Records from a data source
PR #862, opened 2019-08-30
Update version and add new docs for v0.15.3

zubron:


zubron:
I applied the same changes mentioned here: https://github.com/heptio/sonobuoy/pull/846/files#issuecomment-522128532.

I might take a quick look at that later this afternoon.

PR #866, opened 2019-09-04
Bubble up unknown results just like failures

### LINKED ISSUE #848: Unknown results should bubble up like failures
I made a plugin that produced xml output but if failed to be parsed as xml.

Instead of marking that as a failure, we mark it as `unknown` since we dont know about the underlying tests at all. However, you can see the output here:
```
name: myPlugin
status: passed
items:
- name: output.xml
  status: unknown
  meta:
    error: expected element type <testsuite> but have <testsuites>
    file: results/global/tmp/results/output.xml
```

The unknown does not bubble up and so the top level item defaults to passed (no failures).

We should have unknowns bubble up as well, but failures would obviously override that and lead to failure.

Results to lead to `unknown` at the top level.

The bug listed there also is being reported in another ticket. Our junit processing is too specific to the output produced by `e2e` and so this (valid) junit failed to get parsed correctly.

### Requirement
All that is needed is the exact run of lines above from the line containing "I applied the" through the line containing "I made a plugin", both of them included.

### Task response
I applied the same changes mentioned here: https://github.com/heptio/sonobuoy/pull/846/files#issuecomment-522128532.

I might take a quick look at that later this afternoon.

PR #866, opened 2019-09-04
Bubble up unknown results just like failures

### LINKED ISSUE #848: Unknown results should bubble up like failures
I made a plugin that produced xml output but if failed to be parsed as xml.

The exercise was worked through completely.